Doctor of Philosophy (PhD)


Pathology & Microbiology

First Advisor

Wing C. Chan

Second Advisor

Kai Fu


Follicular lymphoma (FL) is the second most common lymphoma in the United States. Although it is generally an indolent lymphoma, FL is not curable, and, in about 30% of patients, the FL undergoes transformation into an aggressive lymphoma (tFL) with marked worsening of prognosis. To identify mutations preferentially present in tFL, we performed whole exome sequencing (WES) on paired FL and tFL arising in the same patients and developed a mutational analysis pipeline.
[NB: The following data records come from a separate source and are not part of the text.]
PR #29114, opened 2022-01-03
fix: from time and to time not updated in drag and drop action

### LINKED ISSUE #28727: Drag and drop function doesn't work in Course Schedule Calendar
## Description of the issue

Try to drag an drop some Course Schedule in Calendar on monthe, week or day.
It is seems like works, but after reloading of page falls into back.

**Output of `bench version`**
```
ERPNext: v13.13.0 (version-13)

Frappe Framework: v13.13.0 (version-13)
```

1. Go to Course Schedule Calendar /app/course-schedule/view/calendar/default
2. Choose Calendar View.
3. Drag some course schedule and drop it to another time or day.
4. Reload page.

### Observed result

After reloading of page course schedule falls into back.

### Expected result

New time or date should be save in Course Schedule.

```
(paste here)
```

## Additional information

https://user-images.githubusercontent.com/3992823/144697982-a83d759c-dae4-4969-96a3-b1d66d3fecdd.mp4

mohammedyusufshaikh:
Before Fix: 

The Course Schedule Calendar did not update **from time** and **to time** when a drag and drop action is performed in time slots of a day 
drag_and_drop_in_time_slots

After Fix:

**from time** and **to time** updated correctly so new changes are saved

drag_and_drop_in_time_slots_fix

This issue was identified from here [GitHub Issue](https://github.com/frappe/erpnext/issues/28727)

There is also a bug identified from this issue which doesn't allow user to drag and drop events to a different date which required a fix in the framework. A PR has been raised for the same [#15509](https://github.com/frappe/frappe/pull/15509)

### DIFF
--- a/erpnext/education/doctype/course_schedule/course_schedule_calendar.js
+++ b/erpnext/education/doctype/course_schedule/course_schedule_calendar.js
@@ -1,12 +1,10 @@
 frappe.views.calendar["Course Schedule"] = {
 	field_map: {
-		// from_datetime and to_datetime don't exist as docfields but are used in onload
 		"start": "from_time",
 		"end": "to_time",
 		"id": "name",
 		"title": "course",
 		"allDay": "allDay",
-		"schedule_date": "schedule_date"
 	},
 	gantt: false,
 	order_by: "schedule_date",
--- a/erpnext/education/doctype/course_schedule/course_schedule_calendar.js
+++ b/erpnext/education/doctype/course_schedule/course_schedule_calendar.js
@@ -1,11 +1,12 @@
 frappe.views.calendar["Course Schedule"] = {
 	field_map: {
 		// from_datetime and to_datetime don't exist as docfields but are used in onload
-		"start": "from_datetime",
-		"end": "to_datetime",
+		"start": "from_time",
+		"end": "to_time",
 		"id": "name",
 		"title": "course",
-		"allDay": "allDay"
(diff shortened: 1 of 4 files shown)


erpnext/education/doctype/course_schedule/course_schedule_calendar.js
```diff
@@ -1,11 +1,12 @@
 frappe.views.calendar["Course Schedule"] = {
 	field_map: {
 		// from_datetime and to_datetime don't exist as docfields but are used in onload
```
ankush:
```suggestion
```

misleading old comment.

erpnext/education/doctype/course_schedule/course_schedule_calendar.js
```diff
@@ -1,11 +1,12 @@
...
-		"start": "from_datetime",
-		"end": "to_datetime",
+		"start": "from_time",
+		"end": "to_time",
 		"id": "name",
 		"title": "course",
-		"allDay": "allDay"
+		"allDay": "allDay",
+		"schedule_date": "schedule_date"
```
ankush:
```suggestion
		"allDay": "allDay"
```

this bit can be handled in doctype controller like we discussed. 

Basically if the start field is DateTime and schedule date != start date then it can be updated in validating function. (add comment there as it's handling very specific case - calendar updates)

PR #29115, opened 2022-01-03
fix: Deferred revenue booking for multi currency invoices via JV

deepeshgarg007:
Deferred Revenue for multi-currency Invoices was not booked for the correct amount if booked via JV. Is was still considering the amount in party currency rather than the base amount


deepeshgarg007:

After we identified potentially important genes that have been found to be mutated in our paired FL and tFL study, we constructed a custom capture platform including these genes as well as other genes known to be mutated in B-cell lymphomas. We were able to use this focused sequencing platform to analyze additional samples at greater sequencing depth. Clonal architecture and evolution can be readily identified; however, the DNA samples were fragmented using restriction enzymes, which compromised duplicate analysis. We developed a new approach with a statistical model to solve the problems. Samples from uninvolved tissue of the same patients are commonly used to distinguish germline variants from somatic mutations; however, the germline DNA was often not available for our samples. , We designed a filtering based method to limit the number of germline variants that would be mistakenly called somatic mutations and validated this approach using a dataset with paired normal samples. We also introduced a novel idea based on machine learning to predict somatic mutations from paired FL and tFL samples without healthy tissue. Five machine learning algorithms were tested in datasets with known somatic mutations, and their performance was evaluated by statistical measures. The results indicated somatic mutations can be reliably predicted. In order to provide complementary information, we integrated our mutation data with copy number abnormality data and found genes more frequently mutated in tFL cases. The recurrently mutated genes are often involved in epigenetic regulation, the JAK-STAT or the NF-κB pathway, immune surveillance, and cell cycle regulation, or are transcription factors involved in B cell development. As no entirely tFL specific mutations are found, the transformation event needs to cooperate with pre-existing alterations and future studies will focus on identifying cooperative mutations for FL transformation.